OpenAI is crafting partnerships to benefit both users and content owners. For example, they are working with Khan Academy and ExamSolutions to improve ChatGPT's math capabilities in order to expand access to personalized AI tutoring on those platforms. The goal is vibrant ecosystems where all stakeholders gain value.

In the past year, OpenAI has struck content licensing deals with major publishers like the Associated Press, Axel Springer, Le Monde, Prisa Media, and most recently, the Financial Times. These agreements allow OpenAI to train on high-quality content while providing publishers compensation, attribution, and traffic from ChatGPT links. The FT deal also involves collaborating on new AI products and features for readers. Here is a quote from the FT Group CEO John Ridding:

This is an important agreement in a number of respects. It recognises the value of our award-winning journalism and will give us early insights into how content is surfaced through AI. We have long been a leader in news media innovation, pioneering the subscription model and engagement technologies, and this partnership will help to keep us at the forefront of developments in how people access and use information.

Publisher Dotdash Meredith, home to iconic brands like PEOPLE and Better Homes & Gardens, has gone a step further - partnering with OpenAI to both provide training data and leverage OpenAI's technology in its own AI-powered ad targeting platform. CEO Neil Vogel said the deal shows OpenAI is "doing the right things" by paying publishers and providing attribution.

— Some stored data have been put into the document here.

Issue #532, opened 2020-06-18
trivy with no options should show help, not error


lizrice:
**Description**

`trivy` reports an error if it's run with no options / subcommands. This isn't very friendly. 

**What did you expect to happen?**

I expect running `trivy` with no options to show the help output 

**What happened instead?**

```
$ trivy 
2020-06-18T10:28:44.983+0100	ERROR	trivy requires at least 1 argument or --input option
NAME:
   trivy - A simple and comprehensive vulnerability scanner for containers

USAGE:
   trivy [global options] command [command options] target

VERSION:
   0.9.1

COMMANDS:
   image, i          scan an image
   filesystem, fs    scan local filesystem
   repository, repo  scan remote repository
   client, c         client mode
   server, s         server mode
   help, h           Shows a list of commands or help for one command

GLOBAL OPTIONS:
   --quiet, -q        suppress progress bar and log output (default: false) [$TRIVY_QUIET]
   --debug, -d        debug mode (default: false) [$TRIVY_DEBUG]
   --cache-dir value  cache directory (default: "/Users/liz/Library/Caches/trivy") [$TRIVY_CACHE_DIR]
   --help, -h         show help (default: false)
   --version, -v      print the version (default: false)
2020/06/18 10:28:44 failed to initialize options: arguments error
```

**Output of `trivy -v`:**

```
Version: 0.9.1
Vulnerability DB:
  Type: Light
  Version: 1
  UpdatedAt: 2020-06-12 12:09:45.564057262 +0000 UTC
  NextUpdate: 2020-06-13 00:09:45.564056962 +0000 UTC
```

knqyf263:
@lizrice Are you talking about no subcommand only? What do you think of the following cases?

```
$ trivy image
$ trivy fs
$ trivy repo
```

In the above cases, can we display the error message?

```
2020-06-18T10:28:44.983+0100	ERROR	it requires at least 1 argument or --input option
```

krol3:
@knqyf263 could we close this issue?

knqyf263:
@krol3 Yes, thanks.

PR #539, opened 2020-06-23
fix: remove error using no options

krol3:
Related the issue https://github.com/aquasecurity/trivy/issues/532.

It was changing the error to debug mode.

### DIFF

We have not been shy about the fact that AI platforms should pay publishers for their content and that content must be appropriately attributed. This deal is a testament to the great work OpenAI is doing on both fronts to partner with creators and publishers and ensure a healthy Internet for the future.

However, not all publishers are satisfied. End of 2023, the New York Times is suing OpenAI and Microsoft for unauthorized use of its content to train ChatGPT. News Corp, Reuters and others say they are still in licensing talks with OpenAI and its peers. Clearly, more bridge-building work remains.

Uncharted Technological, Legal and Ethical Territory

OpenAI's approach to data and AI prioritizes empowering creators, respecting content owners, and collaborating with partners to build AI systems that benefit humanity as a whole. With tools like Media Manager, new products and features, and innovative publisher partnerships, they are working to establish higher standards and more sustainable economic models for the AI ecosystem.

The road ahead is complex, as OpenAI and the broader AI community navigate uncharted technological, legal and ethical territory. But OpenAI's commitment to its principles and collaborative spirit offer a promising path forward. As CEO Sam Altman has said, "We will do our best to do the right thing, and we will work with others to figure out what that is." Through collaboration with creators, content owners, and regulators, OpenAI is working to build a future where AI expands opportunities for everyone while fostering healthy ecosystems and exploring new economic models.